*Task goal*
What you return must be the lines of the data that hold the word "negative".

*Dataset records*

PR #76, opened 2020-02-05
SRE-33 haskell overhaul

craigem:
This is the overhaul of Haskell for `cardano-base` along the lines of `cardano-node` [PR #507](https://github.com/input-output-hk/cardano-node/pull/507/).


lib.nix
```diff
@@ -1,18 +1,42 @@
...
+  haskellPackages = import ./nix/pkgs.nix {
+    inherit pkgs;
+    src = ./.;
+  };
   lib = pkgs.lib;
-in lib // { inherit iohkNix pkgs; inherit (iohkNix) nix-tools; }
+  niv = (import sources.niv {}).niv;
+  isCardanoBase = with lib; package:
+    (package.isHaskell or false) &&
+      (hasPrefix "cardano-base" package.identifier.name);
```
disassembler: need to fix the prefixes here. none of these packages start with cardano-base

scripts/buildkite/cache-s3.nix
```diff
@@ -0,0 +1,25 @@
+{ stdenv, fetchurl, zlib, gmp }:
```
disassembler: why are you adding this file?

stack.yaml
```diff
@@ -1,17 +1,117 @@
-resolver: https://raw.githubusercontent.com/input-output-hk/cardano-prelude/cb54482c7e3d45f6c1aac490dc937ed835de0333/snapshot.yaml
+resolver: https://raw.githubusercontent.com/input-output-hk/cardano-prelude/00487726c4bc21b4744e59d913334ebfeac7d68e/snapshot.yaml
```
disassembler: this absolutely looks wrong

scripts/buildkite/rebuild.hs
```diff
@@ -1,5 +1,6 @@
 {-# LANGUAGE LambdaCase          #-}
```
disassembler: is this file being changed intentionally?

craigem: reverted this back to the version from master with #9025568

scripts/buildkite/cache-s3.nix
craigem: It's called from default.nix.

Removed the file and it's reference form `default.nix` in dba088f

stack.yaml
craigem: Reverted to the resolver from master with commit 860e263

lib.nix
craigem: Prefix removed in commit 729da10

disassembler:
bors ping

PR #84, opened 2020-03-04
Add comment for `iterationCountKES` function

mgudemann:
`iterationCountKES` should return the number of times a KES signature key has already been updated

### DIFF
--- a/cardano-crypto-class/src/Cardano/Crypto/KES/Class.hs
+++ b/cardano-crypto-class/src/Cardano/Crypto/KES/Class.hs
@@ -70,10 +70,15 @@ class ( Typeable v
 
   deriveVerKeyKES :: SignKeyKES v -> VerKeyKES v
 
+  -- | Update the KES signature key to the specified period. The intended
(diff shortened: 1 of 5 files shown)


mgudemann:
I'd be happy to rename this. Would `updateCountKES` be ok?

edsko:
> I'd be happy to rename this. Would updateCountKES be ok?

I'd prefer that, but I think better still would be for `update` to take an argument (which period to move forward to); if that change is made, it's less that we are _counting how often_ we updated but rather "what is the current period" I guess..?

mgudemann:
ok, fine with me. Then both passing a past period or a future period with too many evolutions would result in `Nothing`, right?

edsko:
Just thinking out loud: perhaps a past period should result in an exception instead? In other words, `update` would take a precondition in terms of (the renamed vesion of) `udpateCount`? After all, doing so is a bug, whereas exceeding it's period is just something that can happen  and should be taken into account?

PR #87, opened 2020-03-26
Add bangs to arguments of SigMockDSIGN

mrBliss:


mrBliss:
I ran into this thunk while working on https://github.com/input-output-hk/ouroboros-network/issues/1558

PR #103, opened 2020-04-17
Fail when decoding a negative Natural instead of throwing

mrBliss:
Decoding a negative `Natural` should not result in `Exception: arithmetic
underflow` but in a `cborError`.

*Exercise response*
Fail when decoding a negative Natural instead of throwing
Decoding a negative `Natural` should not result in `Exception: arithmetic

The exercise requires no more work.